=== INFORMATION SHOWN ===
PR #456, opened 2026-08-31
test: raise unit-flag coverage — lines 73.6%→85.2%, functions 68.4%→78.2%, branches 62.2%→71.9%

goyamegh:
### Description
Test-only branch (zero production-source changes) that raises the jest unit-flag coverage across `services/`, `server/`, `lib/`, and `cli/`:

| Metric | Before | After | Δ |
|---|---|---|---|
| Lines | 73.56% | **85.23%** | +11.67pp |
| Statements | 72.64% | **84.24%** | +11.60pp |
| Functions | 68.39% | **78.21%** | +9.82pp |
| Branches | 62.23% | **71.94%** | +9.71pp |

~230 new tests across 17 new/extended suites. Biggest wins: `cli/commands/benchmark.ts` 0%→46% (largest gap in the repo; also solved the `import.meta.url` blocker that prevented importing the real module in tests), `server/adapters/file/StorageModule.ts` 30%→96%, `server/routes/storage/evaluationRuns.ts` 10%→96%, coding-agent readers (kiro/claudeCode/codex/workspaces) to 92–100%, `lib/telemetry/opensearchExporter.ts` 5%→98%, plus full-route suites for evaluators/codingAgents/config/skills/comparison.

An adversarial review pass was run over the diff; its three HIGH findings (a tautological id assertion, two race-prone cancellation tests, a vague bulkUpsert expectation) were fixed in the follow-up commit.

### Issues Resolved
Coverage-ratchet maintenance — gives codecov/patch headroom for in-flight feature PRs.

### Check List
- [x] New functionality includes testing (this PR *is* testing)
- [x] All tests pass (5230 unit / 299 suites; 768/768 integration)
- [x] Commit messages DCO signed-off
- [x] CHANGELOG.md updated under Unreleased

PR #457, opened 2026-08-31
fix: PiConnector duplicate --model, CLI exit fall-through, reader guard hardening

goyamegh:
## Summary

Batch of 4 source bugs found during the coverage-uplift session (`goyamegh/coverage-uplift-70`, PR #456), fixed together with regression tests for each. Each fix was verified red (fails against the pre-fix code) before green (passes after the fix).

### 1. `PiConnector` emitted two conflicting `--model` flags (`services/connectors/pi/PiConnector.ts:289-302`)

When both `connectorConfig.model` and `request.modelId` were set, the connector appended a `--model` flag while applying `connectorConfig`, then unconditionally appended a *second* `--model` flag for the request override — two conflicting `--model` flags in the final `pi` CLI argv. Same bug class as PR #435's `ClaudeCodeConnector` duplicate-arg fix.

Fix: `stripModelFlag()` removes any prior `--model` occurrence (both the two-token `--model <value>` form and a single-token `--model=value` form, in case `additionalArgs` carries one) before appending the request-derived one, so `request.modelId` always wins and exactly one `--model` flag survives. It also avoids swallowing an unrelated flag if a bare `--model` has no following value (malformed argv safety).

Tests: `tests/unit/services/connectors/pi/PiConnector.test.ts` (8 cases).

### 2. CLI `benchmark`/`report` commands fell through past `process.exit(1)` (`cli/commands/benchmark.ts:567-574`, `cli/commands/report.ts`)

`process.exit(1)` doesn't stop control flow by itself in a position TypeScript can't type as `never`, so several guards ran `console.error(...); process.exit(1);` with no following `return`/`throw`, then unconditionally used the value the guard was protecting against — a null-deref landmine whenever `process.exit` is stubbed (tests, or any future caller/wrapper).

- `benchmark.ts`: `agentKey = enabledAgent.key` ran immediately after the `!enabledAgent` exit guard. Extracted into an exported, directly-testable `resolveDefaultAgentKey()` that throws a descriptive `Error` after `process.exit(1)` instead of falling through to the null-deref (or returning a poisonous empty-string sentinel — see codex_review findings below).
- `report.ts`: the same pattern occurred three times — the `ensureServer` failure catch (fell through to `serverResult.baseUrl` on an unassigned variable), the benchmark-not-found guard (fell through to `benchmark.name`/`.id`), and the failed-report-fetch guard (fell through to **writing the error response body to disk/stdout as if it were a valid report**). Added an explicit `return` after each.

Tests: `tests/unit/cli/commands/benchmark.test.ts` (`resolveDefaultAgentKey`, 4 cases), `tests/unit/cli/commands/report.test.ts` (3 new fall-through regression cases hitting the real `command.parseAsync()` action).

### 3. `updateMemoryFile()` path-containment guard was bypassable (`server/services/codingAgents/readers/claudeCodeWorkspace.ts:145`)

The guard gating a file **write** was `resolved.startsWith(claudePath('projects')) && resolved.includes('/memory/') && resolved.endsWith('.md')`. A bare string-prefix check with no separator boundary let a sibling directory sharing the `projects` prefix (e.g. `~/.claude/projectsEVIL/memory/x.md` or `~/.claude/projects-leaked/memory/x.md`) pass; the loose `.includes('/memory/')` substring check was satisfied by any path containing that substring anywhere (e.g. extra nesting past the real `<slug>/memory/` segment).

Fix: `path.relative()`-based containment (any escape resolves to a relative path starting with `..`) plus an exact `<slug>/memory/<file>.md` 3-segment shape check. Additionally hardened against symlink escape (raised in codex_review): resolves the real path of the containing `memory/` directory via `fs.realpath()` and re-checks containment against the *real* projects root — free of legitimate-write breakage since a real write already requires that directory to exist.

Tests: `tests/unit/server/services/codingAgents/claudeCodeWorkspace.test.ts` (15 cases: happy path, prefix-trick/traversal/substring-decoy/non-.md bypass attempts, and 4 symlink-escape cases).

### 4/5. `kiro.ts:95`, `codex.ts:105`, `report.ts` line flagged during coverage drafting — assessed, no additional fix needed beyond report.ts's fall-through above

- `kiro.ts:95` (`userCount++` under `kind === 'Prompt'`) — plain counter increment guarded by the enclosing try/catch; no crash or wrong-guard risk found.
- `codex.ts:105` (`typeof item.output === 'string' ? item.output : ''`) — defensive type guard for a heuristic error-pattern match on tool output; a non-string `output` just skips the heuristic, no crash. Benign.
- `report.ts` line 105 (`if (options.stdout)`) sits immediately after the same `process.exit(1)` fall-through pattern as #2 above — fixed there.

## Note for #456 (coverage-uplift-70)

That branch's `PiConnector` unit tests currently **pin the duplicate `--model` flag as expected behavior** (documented as-is during the coverage session). If this PR lands first, #456 will need a small rebase/adjust to those specific assertions once its branch is rebased onto this fix.

## codex_review

Ran an adversarial `codex_review` pass (OpenAI gpt-5.4) over the diff. Findings and disposition:

| Finding | Severity | Applied? | Notes |
|---|---|---|---|
| `stripModelFlag` doesn't handle single-token `--model=value` form from `additionalArgs` | HIGH | ✅ Applied | Now strips both two-token and single-token forms. |
| `stripModelFlag` could swallow an unrelated flag after a bare `--model` with no value | HIGH | ✅ Applied | Only skips the next token if it doesn't look like another flag (`-` prefix check). |
| `resolveDefaultAgentKey`'s `return ''` sentinel after `process.exit(1)` is a poisonous value if `process.exit` is ever not a true halt | HIGH | ✅ Applied | Now throws a descriptive `Error` instead of returning `''`. |
| `isValidMemoryFilePath` is lexical-only and doesn't defend against a symlink planted inside the projects tree | HIGH | ✅ Applied | Added `fs.realpath()`-based containment re-check on the containing directory; fails closed, no legitimate-write breakage. |
| Exact 3-segment shape may be more rigid than the original substring check, blocking future nested memory-file organization | MED | ❌ Rejected | Mirrors the actual read-side contract in `getMemoryFiles()`, which only ever constructs `<slug>/memory/<file>.md` — no deeper nesting exists in the codebase today to break. |
| Inconsistent fatal-exit idiom between `benchmark.ts` (extracted helper that now throws) and `report.ts` (inline bare `return;`) | MED | ❌ Rejected | `report.ts`'s guards are inside a `void`-returning action — a bare `return` has no consumer to poison, so there's no equivalent risk to fix; introducing a shared abstraction for 3 one-off inline guards would be the over-engineering this same review process is supposed to catch. |
| Bundling 4 unrelated fixes into one PR makes review harder / rollback uglier | LOW | ❌ Rejected | Explicitly requested by the repo owner for this batch. |

## Test evidence (red → green, abbreviated — full transcripts in commit history / session)

**PiConnector** (pre-fix): `expect(modelFlagCount).toBe(1)` → `Expected: 1, Received: 2`
**PiConnector** (post-fix): all 8 cases pass.

**benchmark.ts `resolveDefaultAgentKey`** (pre-fix, guard removed): `TypeError: Cannot read properties of undefined (reading 'name')`
**benchmark.ts** (post-fix): all 4 cases pass, function throws a controlled `Error` instead.

**report.ts** (pre-fix): `TypeError: Cannot read properties of undefined (reading 'baseUrl')` / error body actually written via `writeFileSync('out.html', 'error body')`
**report.ts** (post-fix): all 3 cases pass, no writes/derefs occur on the failure paths.

**claudeCodeWorkspace.ts** (pre-fix): 4 of 11 path-bypass cases returned `true` (should be `false`) — real bypasses reproduced.
**claudeCodeWorkspace.ts** (post-fix): all 15 cases pass (11 original + 4 symlink-hardening cases added post-codex_review).

## Verification

- `npm run build:all` — green
- `npm run test:unit` — 306 suites, 5215 passed / 5 skipped / 0 failed (full local run, no regressions vs. baseline)
- `npm audit --audit-level=high` — pre-existing high-severity findings in `react-router`/`undici`/`vite` (unrelated dev/transitive deps, not introduced by this change; baseline also shows them on `origin/main`)
- DCO signoff on all 4 commits (`git commit -s`)
- `CHANGELOG.md` updated under `## [Unreleased]` → `### Fixed`


goyamegh:
## Verification proof (local, pre-push)

### Build

```
$ npm run build:all
...
✓ built in 19.85s   (vite build)
⚡ Done in 66ms      (esbuild server)
⚡ Done in 16ms      (esbuild cli)
tsc -p tsconfig.lib.json ... (no errors)
```
All four build steps (`build`, `build:server`, `build:cli`, `build:lib`) completed with no errors.

### Full unit suite

```
$ npm run test:unit
...
Test Suites: 306 passed, 306 total
Tests:       5 skipped, 5215 passed, 5220 total
Snapshots:   0 total
Time:        ~40s
```
No regressions vs. baseline (`origin/main` also reports 306/306 suites green).

### Red → green transcripts (abbreviated), one per bug

**1. PiConnector duplicate `--model` flag** — stashing only the source fix (tests kept):
```
● PiConnector › regression: does NOT emit two --model flags ...
  expect(received).toBe(expected)
  Expected: 1
  Received: 2
```
After the fix: `PiConnector` suite — 8/8 passed.

**2a. `benchmark.ts` fall-through** — with the `return`/throw removed:
```
● resolveDefaultAgentKey › exits with code 1 and throws ...
  TypeError: Cannot read properties of undefined (reading 'name')
    at resolveDefaultAgentKey (cli/commands/benchmark.ts:96:51)
```
After the fix: `resolveDefaultAgentKey` block — 4/4 passed (throws a descriptive `Error`, never null-derefs).

**2b. `report.ts` fall-through** — with the 3 `return;` statements removed:
```
● stops after a failed report fetch instead of writing the error body as the report
  expect(jest.fn()).not.toHaveBeenCalled()
  Expected number of calls: 0
  Received number of calls: 1
  1: "out.html", "error body"
```
(The error response body was actually written to disk as if it were a valid report.) After the fix: 3/3 passed, no writes/derefs on any of the 3 failure paths.

**3. `claudeCodeWorkspace.ts` path-containment guard** — with the fix reverted, guard back to
`resolved.startsWith(...) && resolved.includes('/memory/') && resolved.endsWith('.md')`:
```
● rejects a "-leaked" sibling directory sharing the projects prefix
  Expected: false
  Received: true
● rejects a path with a "/memory/" substring that is not the real memory segment
  Expected: false
  Received: true
● rejects a path with a "memory" segment that is a decoy inside a deeper subtree
  Expected: false
  Received: true
```
(4 of 11 original bypass attempts succeeded against the old guard.) After the fix: 15/15 passed (11 original + 4 symlink-hardening cases added after the codex_review pass).

### npm audit

```
31 vulnerabilities (2 low, 15 moderate, 14 high)
```
All pre-existing, in `react-router`/`undici` (transitive, via `@earendil-works/pi-coding-agent` dev dep)/`vite` — unrelated to this diff, present identically on `origin/main` before this PR.

### codex_review (OpenAI gpt-5.4, adversarial second opinion)

Ran against the full diff. 4 HIGH findings applied (PiConnector `--model=value`/malformed-argv handling, `resolveDefaultAgentKey` throw-instead-of-sentinel, `claudeCodeWorkspace.ts` symlink-escape hardening), 2 MED + 1 LOW rejected with reasons — full table in the PR description above.

goyamegh:
**Update:** CI's `integration-tests` job caught a real pre-existing gap — `tests/integration/services/connectors/PiConnector.integration.test.ts`'s `should apply model as --model arg` test set both `connectorConfig.model` and `request.modelId` and asserted `connectorConfig.model` ("claude-sonnet-4-5") won, which was exactly the pre-fix (buggy) behavior this PR fixes. Updated that test to assert the correct/intended precedence (`request.modelId` wins, exactly one `--model` flag survives) and force-pushed. Re-ran locally: 32/32 pass in that file, full `npm run test:unit` still 306/306 suites, 5215 passed / 0 failed.

ps48 (approved):

PR #458, opened 2026-09-01
fix(images): digest on legacy import path + migrate-images dry-run default

goyamegh:
## Summary

Two follow-ups surfaced by PR #437's evidence pack (content-addressed benchmark images / benchmark doctor):

1. **Legacy digest gap.** `POST /api/storage/benchmarks/:id/execute` — the route behind `benchmark -f test-cases.json` (single JSON file, no code-import) and `benchmark -n "Existing Benchmark"` — never stamped `imageDigest` on the resulting `BenchmarkRun`. Only the unified `POST /api/storage/evaluation-runs` path did. `BenchmarkRun` had no `imageDigest` field at all, so these runs were invisible to the content-addressed image/dedup story (`benchmark doctor --migrate-images`, image-scoped comparisons) with no warning. Fixed by reusing the *same* `computeImageDigest`/`buildImageDoc` helpers (`lib/benchmarkImage.ts`) the unified path already uses — one full test-case fetch shared between digest stamping and the existing SDK code-import re-materialization (previously fetched twice), failure-safe exactly mirroring `evaluationRuns.ts`'s pattern.

2. **`--migrate-images` had no dry-run.** It executed immediately on every invocation — the only mutating action in `benchmark doctor` not gated behind `--apply`, inconsistent with the rest of the command's dry-run-by-default contract. `POST /api/storage/images` now accepts `dryRun: true` and returns the real would-be digest/tags/`alreadyExists` without creating or tagging anything; `migrateBenchmarksToImages()` defaults to `dryRun: true`; the CLI only executes (creates/tags) with `--migrate-images --apply`, printing a "would create" / "already an image" plan otherwise.

## Tests

- Unit: `tests/unit/server/routes/storage/benchmarks.test.ts` (imageDigest stamped on the first persisted doc; failure-safe when the image write throws), `tests/unit/server/routes/storage/images.test.ts` (`dryRun: true` preview: no writes, real digest, `alreadyExists`, `missingTestCaseIds`), `tests/unit/services/benchmarkDoctor.test.ts`, `tests/unit/cli/commands/benchmarkDoctor.test.ts` (readOnly stays true for `--migrate-images` alone; `--apply` executes).
- Integration (real OpenSearch-backed server): `tests/integration/server/routes/storage/benchmarkExecuteImageDigest.integration.test.ts` (real sha256 digest + backing image doc via the legacy execute path; re-running identical content converges on the same digest), `tests/integration/cli/benchmarkDoctor.integration.test.ts` (preview computes the real digest and persists nothing; `--apply` then actually creates it; re-preview reports `alreadyExists: true`).
- Also ran full `npm run test:unit` (307 suites, 5232 tests, 0 failures) and `npm run build:all` clean.
- `npm audit --audit-level=high`: pre-existing findings only (react-router/undici/vite transitive deps) — no diff to package.json/package-lock.json in this PR.

## Verification

Both fixes verified red-then-green locally against a real OpenSearch-backed server (shared cluster) before/after the change.


goyamegh:

Ran an adversarial review of the initial diff before pushing the final version. Findings and disposition:

|---|---|---|---|
| 1 | Legacy digest stamped even when the full test-case fetch only resolved a **partial** set (deleted case / >10k corpus / transient gap) — silently produces a digest for less content than the run covers, a wrong identity not a harmless skip | HIGH | ✅ Applied — now requires `fullTestCases.length === benchmark.testCaseIds.length` before stamping, warns explicitly when partial |
| 2 | Images comparable-runs read path (`GET /api/storage/images/:digest`) only queries `EvaluationRun`, never legacy `BenchmarkRun`-embedded digests — "parity" claim overstated | HIGH | ⚠️ Documented, not fixed — needs a storage-layer query capability (embedded `runs[]` search) neither adapter has today; noted in-code + CHANGELOG as a tracked follow-up rather than expanding this PR's storage-layer surface |
| 3 | Dry-run preview fabricated a fresh `buildImageDoc()` (new `createdAt`, synthetic id) even when `alreadyExists: true`, instead of the real stored doc | MED | ✅ Applied — preview now returns the real stored image when it exists |
| 4 | `alreadyExists: true` could be misread as "`--apply` is a no-op" when the image exists under a *different* tag | MED | ✅ Applied — added `wouldAddTags`; CLI messaging updated ("already an image, would add tag(s)" vs "no change") |
| 5 | `getByDigest(...).catch(() => null)` swallowed storage read failures as "image doesn't exist", so a preview could report a false "would create" during an outage | MED | ✅ Applied — read failures now propagate to a 500, same as the non-preview path |
| 6 | Full-corpus test-case fetch moved earlier in `/execute`, lengthening time-to-first-byte before SSE headers flush | LOW | Not applied — fetch count is unchanged (one fetch, moved/shared, not added); accepted as a minor, bounded latency tradeoff for correctness (digest present on the very first persisted run doc) |

## Verification

- `npm run test:unit` — **307 suites / 5241 tests (5236 passed, 5 pre-existing skips), 0 failures**.
- Targeted integration tests against a real OpenSearch-backed server (shared cluster): `benchmarkExecuteImageDigest.integration.test.ts` (new — real sha256 digest + backing image doc via the legacy execute path; re-running identical content converges on the same digest), `benchmarkDoctor.integration.test.ts` (preview computes the real digest and persists nothing; `--apply` then actually creates it; re-preview reports `alreadyExists: true`), plus sibling `benchmarkExecuteEvaluator`/`benchmarkExecuteJudgeModel`/`imageDedup` integration suites — all green, no regressions.
- `npm audit --audit-level=high`: pre-existing findings only (react-router/undici/vite transitive deps) — no diff to package.json/package-lock.json in this PR.
- DCO signoff present on both commits.

ps48 (approved):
===
WORK ITEM — In the lines above, spot each one that contains the word "second" and copy it.

REPLY —
When both `connectorConfig.model` and `request.modelId` were set, the connector appended a `--model` flag while applying `connectorConfig`, then unconditionally appended a *second* `--model` flag for the request override — two conflicting `--model` flags in the final `pi` CLI argv. Same bug class as PR #435's `ClaudeCodeConnector` duplicate-arg fix.
### codex_review (OpenAI gpt-5.4, adversarial second opinion)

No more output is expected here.